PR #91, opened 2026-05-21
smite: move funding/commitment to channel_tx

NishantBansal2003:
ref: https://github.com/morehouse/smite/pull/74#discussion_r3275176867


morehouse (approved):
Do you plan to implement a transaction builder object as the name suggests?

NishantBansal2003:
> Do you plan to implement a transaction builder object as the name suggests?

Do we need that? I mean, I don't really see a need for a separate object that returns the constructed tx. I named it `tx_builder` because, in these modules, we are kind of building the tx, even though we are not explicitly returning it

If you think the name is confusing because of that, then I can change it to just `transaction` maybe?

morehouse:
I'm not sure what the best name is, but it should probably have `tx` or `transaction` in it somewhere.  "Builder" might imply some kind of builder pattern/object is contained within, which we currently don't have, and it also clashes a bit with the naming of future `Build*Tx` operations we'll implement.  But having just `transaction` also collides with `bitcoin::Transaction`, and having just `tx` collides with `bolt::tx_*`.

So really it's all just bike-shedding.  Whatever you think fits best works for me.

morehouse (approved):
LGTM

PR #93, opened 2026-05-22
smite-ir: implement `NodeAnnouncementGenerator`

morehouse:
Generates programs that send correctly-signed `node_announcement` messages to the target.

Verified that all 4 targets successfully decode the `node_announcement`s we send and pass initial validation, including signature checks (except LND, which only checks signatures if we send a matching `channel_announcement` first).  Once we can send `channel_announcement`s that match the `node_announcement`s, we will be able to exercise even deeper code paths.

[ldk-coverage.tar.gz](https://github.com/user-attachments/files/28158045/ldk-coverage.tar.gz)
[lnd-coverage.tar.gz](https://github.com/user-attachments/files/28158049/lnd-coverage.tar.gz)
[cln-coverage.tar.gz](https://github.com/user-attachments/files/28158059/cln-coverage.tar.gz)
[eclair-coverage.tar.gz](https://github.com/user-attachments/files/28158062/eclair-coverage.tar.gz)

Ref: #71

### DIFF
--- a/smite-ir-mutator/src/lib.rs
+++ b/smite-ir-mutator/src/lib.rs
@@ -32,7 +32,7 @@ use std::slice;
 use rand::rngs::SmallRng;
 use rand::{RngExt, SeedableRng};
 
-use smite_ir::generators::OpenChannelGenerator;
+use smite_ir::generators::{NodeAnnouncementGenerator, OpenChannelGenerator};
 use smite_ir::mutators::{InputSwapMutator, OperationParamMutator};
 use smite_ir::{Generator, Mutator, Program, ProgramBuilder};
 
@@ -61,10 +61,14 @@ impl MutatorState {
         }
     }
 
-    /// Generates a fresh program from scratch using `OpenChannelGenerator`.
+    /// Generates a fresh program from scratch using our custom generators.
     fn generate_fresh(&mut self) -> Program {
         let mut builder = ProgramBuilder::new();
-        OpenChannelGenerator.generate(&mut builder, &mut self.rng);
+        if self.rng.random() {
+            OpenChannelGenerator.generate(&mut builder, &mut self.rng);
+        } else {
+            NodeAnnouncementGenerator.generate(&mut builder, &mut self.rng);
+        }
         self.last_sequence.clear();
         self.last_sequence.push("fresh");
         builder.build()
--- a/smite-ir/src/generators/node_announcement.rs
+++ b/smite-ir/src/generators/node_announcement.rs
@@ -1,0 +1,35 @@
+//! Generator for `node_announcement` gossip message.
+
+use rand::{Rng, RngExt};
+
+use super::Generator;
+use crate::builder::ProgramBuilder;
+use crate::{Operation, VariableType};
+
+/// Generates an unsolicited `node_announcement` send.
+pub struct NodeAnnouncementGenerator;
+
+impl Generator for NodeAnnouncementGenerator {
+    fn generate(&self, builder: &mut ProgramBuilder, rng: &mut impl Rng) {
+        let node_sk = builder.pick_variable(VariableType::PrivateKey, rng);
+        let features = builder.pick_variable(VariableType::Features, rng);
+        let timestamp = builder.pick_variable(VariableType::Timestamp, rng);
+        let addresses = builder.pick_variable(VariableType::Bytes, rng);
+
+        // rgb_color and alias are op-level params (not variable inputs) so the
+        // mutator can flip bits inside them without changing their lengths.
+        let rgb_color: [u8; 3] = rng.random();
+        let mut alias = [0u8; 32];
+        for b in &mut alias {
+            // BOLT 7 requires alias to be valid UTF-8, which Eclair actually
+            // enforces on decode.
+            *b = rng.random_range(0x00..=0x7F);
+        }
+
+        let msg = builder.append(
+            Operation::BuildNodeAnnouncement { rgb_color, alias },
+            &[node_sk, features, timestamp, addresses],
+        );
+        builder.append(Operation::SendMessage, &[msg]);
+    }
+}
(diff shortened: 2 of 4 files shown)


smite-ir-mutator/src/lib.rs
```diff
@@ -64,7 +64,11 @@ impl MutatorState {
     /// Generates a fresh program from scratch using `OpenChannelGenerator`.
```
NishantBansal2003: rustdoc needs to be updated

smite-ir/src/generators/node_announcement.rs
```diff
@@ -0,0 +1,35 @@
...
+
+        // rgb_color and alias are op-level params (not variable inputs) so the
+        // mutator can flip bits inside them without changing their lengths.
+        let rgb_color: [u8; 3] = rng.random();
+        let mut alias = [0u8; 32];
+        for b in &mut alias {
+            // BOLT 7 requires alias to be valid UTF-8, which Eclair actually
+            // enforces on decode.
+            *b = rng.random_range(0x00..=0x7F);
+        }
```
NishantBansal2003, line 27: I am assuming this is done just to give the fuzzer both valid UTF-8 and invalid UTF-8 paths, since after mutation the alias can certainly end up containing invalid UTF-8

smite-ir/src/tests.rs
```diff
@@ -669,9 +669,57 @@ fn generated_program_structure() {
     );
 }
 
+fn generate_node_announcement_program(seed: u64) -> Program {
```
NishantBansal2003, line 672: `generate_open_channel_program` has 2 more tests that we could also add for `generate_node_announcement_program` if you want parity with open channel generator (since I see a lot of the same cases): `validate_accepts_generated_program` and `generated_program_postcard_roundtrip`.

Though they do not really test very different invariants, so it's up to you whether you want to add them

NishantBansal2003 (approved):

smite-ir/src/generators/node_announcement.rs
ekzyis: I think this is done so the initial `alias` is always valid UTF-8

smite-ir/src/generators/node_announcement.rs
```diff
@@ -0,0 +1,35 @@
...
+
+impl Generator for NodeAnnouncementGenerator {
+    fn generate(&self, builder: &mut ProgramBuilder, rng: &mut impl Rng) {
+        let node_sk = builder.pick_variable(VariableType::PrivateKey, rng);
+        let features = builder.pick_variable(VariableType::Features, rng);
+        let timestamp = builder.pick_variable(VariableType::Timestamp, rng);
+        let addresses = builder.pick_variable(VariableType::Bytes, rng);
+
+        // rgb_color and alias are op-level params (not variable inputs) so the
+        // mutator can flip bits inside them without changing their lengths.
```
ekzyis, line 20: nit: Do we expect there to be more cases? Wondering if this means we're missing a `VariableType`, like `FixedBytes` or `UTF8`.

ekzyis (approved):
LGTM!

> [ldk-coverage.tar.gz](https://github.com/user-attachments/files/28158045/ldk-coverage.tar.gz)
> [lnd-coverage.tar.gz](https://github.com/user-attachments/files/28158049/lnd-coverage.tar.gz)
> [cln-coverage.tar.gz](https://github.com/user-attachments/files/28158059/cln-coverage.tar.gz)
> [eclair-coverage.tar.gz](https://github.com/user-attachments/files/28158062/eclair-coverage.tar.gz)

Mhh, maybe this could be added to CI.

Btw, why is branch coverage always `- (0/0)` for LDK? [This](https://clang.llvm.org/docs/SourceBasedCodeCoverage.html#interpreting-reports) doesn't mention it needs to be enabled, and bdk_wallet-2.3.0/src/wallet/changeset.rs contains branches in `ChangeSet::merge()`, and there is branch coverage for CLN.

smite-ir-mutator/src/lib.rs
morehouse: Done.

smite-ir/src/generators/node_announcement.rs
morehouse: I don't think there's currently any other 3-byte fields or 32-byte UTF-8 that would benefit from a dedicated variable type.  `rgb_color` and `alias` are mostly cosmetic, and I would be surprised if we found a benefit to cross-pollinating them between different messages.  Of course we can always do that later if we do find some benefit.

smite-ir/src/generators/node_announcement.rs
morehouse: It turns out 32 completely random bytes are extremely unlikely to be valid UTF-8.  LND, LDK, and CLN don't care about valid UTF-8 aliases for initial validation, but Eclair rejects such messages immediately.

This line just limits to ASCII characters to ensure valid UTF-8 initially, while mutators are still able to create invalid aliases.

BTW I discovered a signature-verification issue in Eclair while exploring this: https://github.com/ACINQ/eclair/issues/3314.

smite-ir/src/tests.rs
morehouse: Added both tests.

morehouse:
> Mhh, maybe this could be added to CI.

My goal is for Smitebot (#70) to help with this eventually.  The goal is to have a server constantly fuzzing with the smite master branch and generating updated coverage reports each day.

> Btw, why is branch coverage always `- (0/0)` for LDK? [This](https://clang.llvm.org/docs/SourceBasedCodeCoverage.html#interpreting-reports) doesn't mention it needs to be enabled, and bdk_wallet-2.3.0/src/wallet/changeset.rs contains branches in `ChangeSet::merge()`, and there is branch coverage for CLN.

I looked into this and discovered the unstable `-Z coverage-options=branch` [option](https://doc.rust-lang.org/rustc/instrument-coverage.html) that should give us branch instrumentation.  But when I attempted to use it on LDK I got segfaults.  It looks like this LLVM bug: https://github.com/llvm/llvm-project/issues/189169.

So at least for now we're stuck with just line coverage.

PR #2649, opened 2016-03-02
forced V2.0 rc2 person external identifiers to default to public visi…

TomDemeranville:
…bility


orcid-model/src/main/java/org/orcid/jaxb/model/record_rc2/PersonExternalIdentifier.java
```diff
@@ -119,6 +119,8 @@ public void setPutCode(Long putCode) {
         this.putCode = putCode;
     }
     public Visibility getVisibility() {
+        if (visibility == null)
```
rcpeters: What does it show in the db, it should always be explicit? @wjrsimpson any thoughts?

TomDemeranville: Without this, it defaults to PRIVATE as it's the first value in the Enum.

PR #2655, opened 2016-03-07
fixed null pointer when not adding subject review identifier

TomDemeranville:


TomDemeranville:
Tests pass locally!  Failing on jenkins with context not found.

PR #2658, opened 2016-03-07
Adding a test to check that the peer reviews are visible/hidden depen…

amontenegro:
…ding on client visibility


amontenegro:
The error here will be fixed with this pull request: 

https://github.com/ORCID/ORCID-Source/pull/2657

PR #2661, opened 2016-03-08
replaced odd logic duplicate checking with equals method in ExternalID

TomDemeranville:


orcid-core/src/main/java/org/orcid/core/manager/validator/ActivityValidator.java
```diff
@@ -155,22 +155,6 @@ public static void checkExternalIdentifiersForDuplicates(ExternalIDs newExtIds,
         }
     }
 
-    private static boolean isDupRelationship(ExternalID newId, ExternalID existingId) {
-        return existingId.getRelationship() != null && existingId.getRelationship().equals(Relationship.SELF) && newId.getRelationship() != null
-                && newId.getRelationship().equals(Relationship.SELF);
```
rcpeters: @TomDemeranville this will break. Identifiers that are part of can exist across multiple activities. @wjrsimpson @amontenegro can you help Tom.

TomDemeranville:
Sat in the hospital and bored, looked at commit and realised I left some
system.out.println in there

— ASSIGNMENT —
Identify the lines in the entries above that contain "needs", then copy them out.

— YOUR SOLUTION —
NishantBansal2003: rustdoc needs to be updated
Btw, why is branch coverage always `- (0/0)` for LDK? [This](https://clang.llvm.org/docs/SourceBasedCodeCoverage.html#interpreting-reports) doesn't mention it needs to be enabled, and bdk_wallet-2.3.0/src/wallet/changeset.rs contains branches in `ChangeSet::merge()`, and there is branch coverage for CLN.
> Btw, why is branch coverage always `- (0/0)` for LDK? [This](https://clang.llvm.org/docs/SourceBasedCodeCoverage.html#interpreting-reports) doesn't mention it needs to be enabled, and bdk_wallet-2.3.0/src/wallet/changeset.rs contains branches in `ChangeSet::merge()`, and there is branch coverage for CLN.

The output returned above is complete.